*** Entries supplied Section Begins ***
PR #599, opened 2024-12-02
feat: Add method name to trace list

### LINKED ISSUE #594: More visibility of HTTP Method on traces
I mainly use the Traces tab in Spotlight, and find it really helpful to see what is going on in my application. One thing I find frustrating, though, is that it doesn't show the HTTP method anywhere; in my application, the same URL could be a GET or a POST, and it would be really nice to be able to see that at a glance.

I've hacked together a quick example of the sort of thing I'd find helpful!

For example:
Current:
Current
Current

Proposed example
Proposed Example
 Proposed Example

BYK:
Fixes #594.

With Astro where we _may_ get the method name in the description already:

image

With Django SDK where we don't get method name in transaction name:

image

### DIFF
--- a/packages/overlay/src/integrations/sentry/components/traces/TraceList.tsx
+++ b/packages/overlay/src/integrations/sentry/components/traces/TraceList.tsx
@@ -1,30 +1,27 @@
 import { useState } from 'react';
 import type { Trace } from '../../types';
 import { Link } from 'react-router-dom';
-import Badge from '~/ui/Badge';
 import CardList from '../../../../components/CardList';
 import TimeSince from '../../../../components/TimeSince';
 import classNames from '../../../../lib/classNames';
 import { useSpotlightContext } from '../../../../lib/useSpotlightContext';
 import { useSentryHelpers } from '../../data/useSentryHelpers';
 import { useSentryTraces } from '../../data/useSentryTraces';
+import Badge from '../../../../ui/Badge';
+import Tag from '../../../../ui/Tag';
 import { getDuration } from '../../utils/duration';
 import HiddenItemsButton from '../HiddenItemsButton';
 import TraceIcon from './TraceIcon';
 
 function TransactionName({ trace }: { trace: Trace }) {
   const method = String(
-    trace.rootTransaction?.contexts?.trace.data?.method || trace.rootTransaction?.request?.method || '(GET)',
+    trace.rootTransaction?.contexts?.trace.data?.method || trace.rootTransaction?.request?.method || '',
   );
-  const name = trace.rootTransactionName.startsWith(method)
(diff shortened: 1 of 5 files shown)


BYK:
@Shubhdeep12 I stole your fancy tag-pill style here but if you think plain is better, LMK. @adnweedon also appreciate your input on how these look as the original poster for the issue.

packages/overlay/src/integrations/sentry/components/traces/TraceList.tsx
```diff
@@ -11,6 +12,21 @@ import { getDuration } from '../../utils/duration';
 import HiddenItemsButton from '../HiddenItemsButton';
 import TraceIcon from './TraceIcon';
 
+function TransactionName({ trace }: { trace: Trace }) {
+  const method = String(
+    trace.rootTransaction?.contexts?.trace.data?.method || trace.rootTransaction?.request?.method || '(GET)',
```
Shubhdeep12, line 17: @BYK i think we should only show method in trace list when there is `request.method` or `contexts.trace.data.method` present.
we should not set this as default value.

packages/overlay/src/integrations/sentry/components/traces/TraceList.tsx
```diff
@@ -11,6 +12,21 @@ import { getDuration } from '../../utils/duration';
...
+  );
+  const name = trace.rootTransactionName.startsWith(method)
+    ? trace.rootTransactionName.slice(method.length + 1)
+    : trace.rootTransactionName;
+  return (
+    <div className="border-primary-300 bg-primary-900 divide-x-primary-300 text-smflex inline-flex divide-x whitespace-nowrap rounded-full border font-mono">
```
Shubhdeep12, line 23: the design of this is almost same as of Tag Component.
How about using it?

BYK: Yup, I can make it generalized.

packages/overlay/src/integrations/sentry/components/traces/TraceList.tsx
Shubhdeep12: ok how about these?

Option 1
image


Option 2
image

Option 3
image

packages/overlay/src/integrations/sentry/components/traces/TraceList.tsx
BYK: For sure! I think my favorite is option 2. And I'm also okay with option 3 of you prefer that. Didn't like option 1 much 😅

Shubhdeep12:
hey @BYK 
we should add method in Trace detail page as well in TraceHeader.

PR #600, opened 2024-12-02
fix: Contexts inside Trace detail is breaking in case of no child transactions.

Shubhdeep12:
Before opening this PR:


BYK (approved):
Thank you!

PR #611, opened 2024-12-04
fix(overlay): Use a maintained version of rjv

### LINKED ISSUE #609: Breaking CSP with `new Function()`
There is a CSP violation in our tests due to an invocation of `new Function("return this")` (this is a legacy alternative to `globalThis`). We've traced this to `@spotlightjs/overlay` having a dependency on `react-json-view`, which in turn has a dependency `istanbul-lib-instrument` which contains the problematic code.

`react-json-view` was [updated](https://github.com/mac-s-g/react-json-view/issues/316) in version 1.20.3 to conditionally import istanbul when `NODE_ENV=test` only, which I assume is why this CSP violation does not happen in development and production. `istanbul-lib-instrument` itself was [updated](https://github.com/istanbuljs/istanbuljs/pull/734) in version 6.0.1 to mitigate the problem, but `react-json-view` still uses version 4.0.3.

Note also that your version of react-json-view is no longer maintained, but there are replacements such as https://github.com/microlinkhq/react-json-view.

We've worked around this in our code base, but would be nice if Spotlight would update its dependencies so that this would go away.

BYK:
Fixes #609.

### DIFF
--- a/.changeset/cold-maps-type.md
+++ b/.changeset/cold-maps-type.md
@@ -1,0 +1,5 @@
+---
+'@spotlightjs/overlay': patch
+---
+
+Use a maintained version of ReactJsonViewer
--- a/.vscode/settings.json
+++ b/.vscode/settings.json
@@ -14,6 +14,7 @@
     "getsentry",
     "iife",
     "imagetools",
+    "microlink",
     "nextjs",
     "notarytool",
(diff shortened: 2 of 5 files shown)


Shubhdeep12 (approved):
🚀

PR #615, opened 2024-12-06
fix(overlay): Do not modify body styles on injection

### LINKED ISSUE #613: Remix/React hydration warning for style on body
Spotlight appears to be injecting styles onto the body client side. `style="overflow: auto;"`

### Environment

"@spotlightjs/spotlight": "2.7.0",
"@remix-run/node": "2.15.0"

### Steps to Reproduce

Follow instructions to initialise in development mode

### Expected Result

No warnings logged to console.

### Actual Result

"Warning: Extra attributes from the server: style"

BYK:
Fixes #613.

We used to add `overflow: auto` on injection, no matter what. This is bad for a few reasons:

1. Our default is already the closed state, so we should not do anything on initial injection
2. We don't store or know the original value of this style we are touching, which may cause breakage
3. It causes hydration issues as highlighted in #613

This PR injects a special class into the DOM using [adoptedStyleSheets API](https://developer.mozilla.org/en-US/docs/Web/API/Document/adoptedStyleSheets) on injection and just toggles this class on open/close.

### DIFF
--- a/packages/overlay/src/App.tsx
+++ b/packages/overlay/src/App.tsx
@@ -9,6 +9,7 @@ import { log } from './lib/logger';
 import useKeyPress from './lib/useKeyPress';
 import { connectToSidecar } from './sidecar';
 import type { NotificationCount, SpotlightOverlayOptions } from './types';
+import { SPOTLIGHT_OPEN_CLASS_NAME } from './constants';
 
 type AppProps = Omit<SpotlightOverlayOptions, 'debug' | 'injectImmediately'> &
   Required<Pick<SpotlightOverlayOptions, 'sidecarUrl'>>;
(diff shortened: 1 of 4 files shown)


packages/overlay/src/App.tsx
```diff
@@ -217,10 +218,10 @@ export default function App({
   useEffect(() => {
     if (!isOpen) {
       spotlightEventTarget.dispatchEvent(new CustomEvent('closed'));
-      document.body.style.overflow = 'auto';
```
Shubhdeep12, line 220: We just need to remove this, right? 

But I think it's good to have another stylesheet layer added with classname

Shubhdeep12 (approved):

packages/overlay/src/App.tsx
BYK: Removing wouldn't fix as we need a way of undoing our "hidden" override when a user toggles Spotlight closed

PR #751, opened 2025-03-25
Fix: Parsing of envelope data

Shubhdeep12:
Before opening this PR:

We should parse the envelope data to string while showing raw envelope data.

Earlier
image

Now
image


BYK (approved):
Ah, this has been annoying me so much but then got off my mind. Thanks!

Issue #757, opened 2025-04-02
Trace & Error count in tabs don't update accurately


BYK:
### Steps to Reproduce

1. Launch Spotlight in dev mode: `pnpm dev`
2. Open the browser for Spotlight web UI
3. Go to fixtures directory: `cd packages/overlay/_fixtures`
4. Inject all the sample envelopes: `./send_to_sidecar.cjs`

### Expected Result

**Explore** tab should show `17` and **Errors** tab should show `7`.

### Actual Result

**Explore** and **Errors** tabs show `13` and `3` respectively. They update to correct values upon any kind of navigation.

BYK:
I think we should wrap tab generation code from integrations into a `useMemo` here: https://github.com/getsentry/spotlight/blob/6aea29bd34b836e86e08ceb040003cb8cb89f622/packages/overlay/src/components/Overview.tsx#L20-L29

I tried that but using `integrationData` as the dependencies for `useMemo` doesn't really work as the object doesn't change but it's values do. So I actually got worse results. Not sure what's the best fix for this TBH.

Shubhdeep12:
@BYK yeah looks like data is not updated in sentry-integration before rendering the UI causing mismatch in the count.

We can move the tabs to a state and wait for integration to finalized the updates before rendering on the UI.

BYK:
@Shubhdeep12 oh, so you are saying we need to refactor how we do integrations. That actually makes sense. We probably need to allow them to pass a "on data updated" hook function upstream. And I think switching to zustand fist would make that a lot easier?

PR #764, opened 2025-04-05
Fix: integration data update

Shubhdeep12:
Before opening this PR:

#757 

Added support for waiting for data updates from integration

### DIFF
--- a/.changeset/slimy-poets-sparkle.md
+++ b/.changeset/slimy-poets-sparkle.md
@@ -1,0 +1,6 @@
+---
+'@spotlightjs/overlay': minor
+'@spotlightjs/website': minor
+---
+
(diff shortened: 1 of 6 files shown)


BYK (changes requested):
I guess this solves the problem but it adds a lot of complexity and seems to aim only at the initial load.

I'll have to think more about how to propagate all the changes through regular React states etc rather than these explicit blocking mechanism.

I'm guessing the main issue is how we constructed sentryDataCache singleton.

Shubhdeep12:
Yeah @BYK 
As discussed let's try moving from this simple singleton state to a reactive approach( zustand)  in sentry integration. 
Closing this PR for now.

Shubhdeep12:
Thanks for the review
*** Entries supplied Section Ends ***
Problem description: Tally the lines above in which the string "only" occurs, and give the total with nothing added.

Worked solution: 3